▶ [AIM OF THE TASK]: All lines with the word "Lowercase" must be pulled from the entries below.

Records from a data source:
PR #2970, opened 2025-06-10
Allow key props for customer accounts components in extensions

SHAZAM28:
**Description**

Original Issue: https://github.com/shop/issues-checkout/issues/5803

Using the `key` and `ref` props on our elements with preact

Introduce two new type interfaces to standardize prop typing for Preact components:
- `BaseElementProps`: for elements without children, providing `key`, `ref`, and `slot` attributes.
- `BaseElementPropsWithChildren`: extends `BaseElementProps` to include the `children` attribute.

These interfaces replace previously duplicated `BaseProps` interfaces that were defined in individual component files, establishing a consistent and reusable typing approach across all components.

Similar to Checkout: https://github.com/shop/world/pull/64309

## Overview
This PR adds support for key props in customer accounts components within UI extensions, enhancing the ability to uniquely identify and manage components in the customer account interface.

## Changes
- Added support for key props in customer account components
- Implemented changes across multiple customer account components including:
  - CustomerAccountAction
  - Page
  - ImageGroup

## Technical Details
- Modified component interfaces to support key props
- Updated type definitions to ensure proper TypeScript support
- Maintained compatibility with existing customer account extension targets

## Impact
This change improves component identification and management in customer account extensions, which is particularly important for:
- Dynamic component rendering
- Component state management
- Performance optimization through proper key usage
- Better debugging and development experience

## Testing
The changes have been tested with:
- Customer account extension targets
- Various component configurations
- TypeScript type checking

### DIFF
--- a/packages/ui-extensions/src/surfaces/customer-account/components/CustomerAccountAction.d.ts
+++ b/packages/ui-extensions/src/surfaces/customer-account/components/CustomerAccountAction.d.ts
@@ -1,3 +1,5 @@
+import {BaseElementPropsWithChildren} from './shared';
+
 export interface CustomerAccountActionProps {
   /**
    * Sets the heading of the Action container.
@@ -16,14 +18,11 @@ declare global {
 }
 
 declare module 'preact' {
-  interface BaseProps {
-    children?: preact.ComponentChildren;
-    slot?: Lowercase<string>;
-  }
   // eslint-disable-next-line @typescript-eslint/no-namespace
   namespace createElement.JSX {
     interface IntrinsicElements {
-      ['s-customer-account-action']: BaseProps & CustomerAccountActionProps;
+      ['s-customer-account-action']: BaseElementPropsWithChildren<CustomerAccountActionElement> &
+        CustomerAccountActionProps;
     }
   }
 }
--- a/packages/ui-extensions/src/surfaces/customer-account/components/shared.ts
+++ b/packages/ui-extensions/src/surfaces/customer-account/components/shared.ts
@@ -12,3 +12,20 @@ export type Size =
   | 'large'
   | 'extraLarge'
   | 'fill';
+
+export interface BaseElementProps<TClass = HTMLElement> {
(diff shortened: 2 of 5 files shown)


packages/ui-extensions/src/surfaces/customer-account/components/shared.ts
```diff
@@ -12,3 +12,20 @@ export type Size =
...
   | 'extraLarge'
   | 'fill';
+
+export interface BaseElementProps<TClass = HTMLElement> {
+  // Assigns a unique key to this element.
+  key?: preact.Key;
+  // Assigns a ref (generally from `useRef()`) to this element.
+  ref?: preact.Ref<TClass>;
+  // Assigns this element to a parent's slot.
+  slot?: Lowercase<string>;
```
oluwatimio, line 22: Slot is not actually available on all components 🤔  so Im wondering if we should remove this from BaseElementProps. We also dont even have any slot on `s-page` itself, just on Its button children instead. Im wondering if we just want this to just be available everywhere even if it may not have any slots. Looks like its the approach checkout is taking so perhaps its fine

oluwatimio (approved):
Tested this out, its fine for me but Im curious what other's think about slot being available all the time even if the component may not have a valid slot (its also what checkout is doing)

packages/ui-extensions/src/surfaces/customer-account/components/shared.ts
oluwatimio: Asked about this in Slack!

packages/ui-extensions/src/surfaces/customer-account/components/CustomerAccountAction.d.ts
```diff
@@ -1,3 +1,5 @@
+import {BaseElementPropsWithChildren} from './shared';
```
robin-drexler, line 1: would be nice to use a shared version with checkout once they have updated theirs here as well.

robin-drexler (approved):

==

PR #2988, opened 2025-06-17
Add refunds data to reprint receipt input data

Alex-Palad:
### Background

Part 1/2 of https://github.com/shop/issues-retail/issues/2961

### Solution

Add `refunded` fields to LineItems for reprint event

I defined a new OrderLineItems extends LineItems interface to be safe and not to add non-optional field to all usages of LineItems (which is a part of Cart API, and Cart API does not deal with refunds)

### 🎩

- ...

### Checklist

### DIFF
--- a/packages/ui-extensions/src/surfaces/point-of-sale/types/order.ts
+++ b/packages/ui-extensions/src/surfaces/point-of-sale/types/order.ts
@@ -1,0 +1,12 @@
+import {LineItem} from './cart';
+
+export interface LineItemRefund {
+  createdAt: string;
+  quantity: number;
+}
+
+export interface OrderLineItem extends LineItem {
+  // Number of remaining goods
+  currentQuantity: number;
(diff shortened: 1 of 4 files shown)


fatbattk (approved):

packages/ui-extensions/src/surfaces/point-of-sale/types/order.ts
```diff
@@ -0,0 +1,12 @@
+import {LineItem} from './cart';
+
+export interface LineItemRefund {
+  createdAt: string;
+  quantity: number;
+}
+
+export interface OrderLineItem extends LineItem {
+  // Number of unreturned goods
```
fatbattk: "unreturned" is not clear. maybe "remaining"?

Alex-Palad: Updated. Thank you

==

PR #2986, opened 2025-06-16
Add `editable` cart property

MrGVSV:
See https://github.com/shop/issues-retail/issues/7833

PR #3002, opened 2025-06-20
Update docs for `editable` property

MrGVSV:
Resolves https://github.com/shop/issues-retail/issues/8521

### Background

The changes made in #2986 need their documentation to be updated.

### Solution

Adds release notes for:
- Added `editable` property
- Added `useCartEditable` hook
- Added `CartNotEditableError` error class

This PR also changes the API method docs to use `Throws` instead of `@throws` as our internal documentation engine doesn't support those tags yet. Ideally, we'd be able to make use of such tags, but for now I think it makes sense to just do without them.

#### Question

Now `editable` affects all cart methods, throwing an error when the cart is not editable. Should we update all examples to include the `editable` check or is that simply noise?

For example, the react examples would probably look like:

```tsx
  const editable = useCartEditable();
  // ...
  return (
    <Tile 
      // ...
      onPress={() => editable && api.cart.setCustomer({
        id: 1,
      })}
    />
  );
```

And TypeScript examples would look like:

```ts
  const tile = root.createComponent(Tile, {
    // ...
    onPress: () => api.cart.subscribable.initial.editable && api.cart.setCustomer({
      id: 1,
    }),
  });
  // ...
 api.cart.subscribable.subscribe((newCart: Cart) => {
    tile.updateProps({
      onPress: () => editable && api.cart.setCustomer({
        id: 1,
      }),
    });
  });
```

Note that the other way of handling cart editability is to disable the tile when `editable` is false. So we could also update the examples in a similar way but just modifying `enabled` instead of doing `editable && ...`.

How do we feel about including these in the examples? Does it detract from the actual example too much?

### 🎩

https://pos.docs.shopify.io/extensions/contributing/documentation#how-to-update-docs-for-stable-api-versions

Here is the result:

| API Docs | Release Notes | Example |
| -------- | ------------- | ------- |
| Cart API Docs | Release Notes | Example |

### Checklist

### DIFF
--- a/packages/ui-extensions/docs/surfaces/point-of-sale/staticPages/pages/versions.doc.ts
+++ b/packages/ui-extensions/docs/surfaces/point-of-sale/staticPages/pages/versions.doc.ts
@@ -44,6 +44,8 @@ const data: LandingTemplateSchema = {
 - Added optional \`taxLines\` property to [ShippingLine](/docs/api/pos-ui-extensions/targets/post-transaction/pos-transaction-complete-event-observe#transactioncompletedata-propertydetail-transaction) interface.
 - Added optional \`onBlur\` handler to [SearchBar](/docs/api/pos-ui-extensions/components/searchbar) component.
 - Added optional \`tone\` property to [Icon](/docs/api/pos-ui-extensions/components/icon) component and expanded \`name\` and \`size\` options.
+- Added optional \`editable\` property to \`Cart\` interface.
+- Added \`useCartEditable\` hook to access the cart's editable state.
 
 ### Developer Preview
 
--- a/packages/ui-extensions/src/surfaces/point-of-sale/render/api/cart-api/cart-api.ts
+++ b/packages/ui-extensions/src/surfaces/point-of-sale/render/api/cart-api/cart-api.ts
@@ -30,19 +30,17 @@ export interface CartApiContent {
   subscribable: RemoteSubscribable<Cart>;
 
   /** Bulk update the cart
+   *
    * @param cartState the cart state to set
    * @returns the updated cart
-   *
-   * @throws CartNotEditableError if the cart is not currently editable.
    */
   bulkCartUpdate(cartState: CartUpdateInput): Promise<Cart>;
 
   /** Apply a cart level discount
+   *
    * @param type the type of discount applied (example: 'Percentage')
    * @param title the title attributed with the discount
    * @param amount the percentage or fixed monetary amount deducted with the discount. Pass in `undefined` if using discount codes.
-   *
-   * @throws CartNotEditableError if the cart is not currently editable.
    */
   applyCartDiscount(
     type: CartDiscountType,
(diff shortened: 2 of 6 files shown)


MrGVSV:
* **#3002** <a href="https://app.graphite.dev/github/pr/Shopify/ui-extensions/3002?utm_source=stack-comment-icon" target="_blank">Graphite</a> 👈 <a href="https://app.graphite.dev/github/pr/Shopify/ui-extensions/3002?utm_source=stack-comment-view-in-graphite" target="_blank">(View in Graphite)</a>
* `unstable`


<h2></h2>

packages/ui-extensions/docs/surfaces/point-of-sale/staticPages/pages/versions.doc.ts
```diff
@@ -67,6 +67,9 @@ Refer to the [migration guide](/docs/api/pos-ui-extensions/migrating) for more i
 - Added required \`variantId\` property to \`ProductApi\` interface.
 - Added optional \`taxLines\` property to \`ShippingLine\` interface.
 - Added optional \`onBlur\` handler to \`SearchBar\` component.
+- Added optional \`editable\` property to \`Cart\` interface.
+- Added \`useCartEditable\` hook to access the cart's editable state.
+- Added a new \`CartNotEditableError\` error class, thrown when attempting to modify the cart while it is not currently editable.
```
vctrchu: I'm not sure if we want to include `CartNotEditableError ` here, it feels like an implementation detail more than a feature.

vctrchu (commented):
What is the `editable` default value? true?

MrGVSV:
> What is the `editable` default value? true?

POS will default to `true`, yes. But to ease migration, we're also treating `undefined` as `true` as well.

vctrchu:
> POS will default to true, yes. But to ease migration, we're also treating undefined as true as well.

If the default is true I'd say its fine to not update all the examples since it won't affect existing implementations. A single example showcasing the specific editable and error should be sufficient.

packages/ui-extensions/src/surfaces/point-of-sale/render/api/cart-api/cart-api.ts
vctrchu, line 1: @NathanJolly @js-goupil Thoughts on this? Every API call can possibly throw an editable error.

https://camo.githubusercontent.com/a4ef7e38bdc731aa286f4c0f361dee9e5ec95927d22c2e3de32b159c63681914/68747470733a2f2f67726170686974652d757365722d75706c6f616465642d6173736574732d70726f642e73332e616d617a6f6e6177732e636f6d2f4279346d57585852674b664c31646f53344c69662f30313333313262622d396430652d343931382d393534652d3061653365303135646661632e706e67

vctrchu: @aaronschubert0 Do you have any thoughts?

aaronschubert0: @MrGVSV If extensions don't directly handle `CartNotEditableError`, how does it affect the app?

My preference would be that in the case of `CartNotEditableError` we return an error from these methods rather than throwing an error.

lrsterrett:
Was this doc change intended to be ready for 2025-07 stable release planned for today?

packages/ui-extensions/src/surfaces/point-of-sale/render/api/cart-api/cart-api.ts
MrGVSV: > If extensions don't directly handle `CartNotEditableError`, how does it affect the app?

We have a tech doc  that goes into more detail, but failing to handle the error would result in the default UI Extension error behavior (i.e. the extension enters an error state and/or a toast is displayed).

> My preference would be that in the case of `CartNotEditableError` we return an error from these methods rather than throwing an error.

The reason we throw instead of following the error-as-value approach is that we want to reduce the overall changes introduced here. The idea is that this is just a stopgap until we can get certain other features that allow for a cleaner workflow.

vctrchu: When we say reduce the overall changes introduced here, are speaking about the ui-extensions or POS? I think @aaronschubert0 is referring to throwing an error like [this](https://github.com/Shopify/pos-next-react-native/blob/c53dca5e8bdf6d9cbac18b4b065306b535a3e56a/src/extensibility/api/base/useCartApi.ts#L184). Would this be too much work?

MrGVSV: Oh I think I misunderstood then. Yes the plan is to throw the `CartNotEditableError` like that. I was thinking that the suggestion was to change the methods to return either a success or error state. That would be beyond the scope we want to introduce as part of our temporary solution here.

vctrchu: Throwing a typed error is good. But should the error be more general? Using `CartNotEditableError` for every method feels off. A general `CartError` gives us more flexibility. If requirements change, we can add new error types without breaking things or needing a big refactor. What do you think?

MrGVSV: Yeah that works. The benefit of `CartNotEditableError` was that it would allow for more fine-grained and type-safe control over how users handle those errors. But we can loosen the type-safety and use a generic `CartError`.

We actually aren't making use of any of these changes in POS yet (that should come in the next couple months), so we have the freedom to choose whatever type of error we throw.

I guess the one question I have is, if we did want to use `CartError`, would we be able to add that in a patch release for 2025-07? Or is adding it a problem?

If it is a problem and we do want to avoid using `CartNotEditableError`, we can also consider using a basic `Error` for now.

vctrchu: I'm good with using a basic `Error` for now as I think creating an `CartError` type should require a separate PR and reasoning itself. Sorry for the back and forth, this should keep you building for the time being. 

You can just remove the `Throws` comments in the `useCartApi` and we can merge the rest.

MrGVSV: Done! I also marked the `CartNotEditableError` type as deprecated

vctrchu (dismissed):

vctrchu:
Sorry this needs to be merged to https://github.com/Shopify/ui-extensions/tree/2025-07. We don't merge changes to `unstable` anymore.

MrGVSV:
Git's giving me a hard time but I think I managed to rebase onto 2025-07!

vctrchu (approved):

▶ [RESPONSE AREA]:
-    slot?: Lowercase<string>;
+  slot?: Lowercase<string>;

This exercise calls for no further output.